● Work to be completed
Copy out the line that contains "Add simple wipe speed control" and the lines after it through the final one in the entries below, exactly, with no other lines.

━━ Material provided

PR #349, opened 2023-04-15
PortMidi: Optimize reset messages

ceski-1:
This reduces the amount of messages sent during a reset, similar to Chocolate, Woof, etc. This also fixes a regression where wads with mid-level music changes were causing the game to pause briefly (https://github.com/coelckers/prboom-plus/files/7654830/MusChange.zip). Ideally, music should be handled on a separate thread, but this is a simple solution for now.


kraflab:
Thanks 👍

PR #350, opened 2023-04-16
wad_state: fix out-of-bound memory write

bkoropoff:


prboom2/src/dsda/wad_stats.c
```diff
@@ -44,7 +44,7 @@ static void dsda_EnsureMapCount(int count) {
     while (wad_stats.maps_size < wad_stats.map_count)
       wad_stats.maps_size = wad_stats.maps_size ? wad_stats.maps_size * 2 : 32;
     wad_stats.maps = Z_Realloc(wad_stats.maps, sizeof(*wad_stats.maps) * wad_stats.maps_size);
-    memset(wad_stats.maps + old_size * sizeof(*wad_stats.maps),
+    memset(wad_stats.maps + old_size,
```
kraflab, line 47: I don't see it, what was wrong?

bkoropoff: Pointer addition already implicitly multiplies by the pointee size.

kraflab: aha, true true, thanks

PR #352, opened 2023-04-19
Add simple wipe speed control

bkoropoff:


kraflab:
This isn't allowed to be used in the context people were requesting it. I also don't think it's worth having for either casual play or tasing, since it can be disabled if people don't want it and otherwise it isn't really an invasive effect.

━━━━

● Response area
Add simple wipe speed control

bkoropoff:


kraflab:
This isn't allowed to be used in the context people were requesting it. I also don't think it's worth having for either casual play or tasing, since it can be disabled if people don't want it and otherwise it isn't really an invasive effect.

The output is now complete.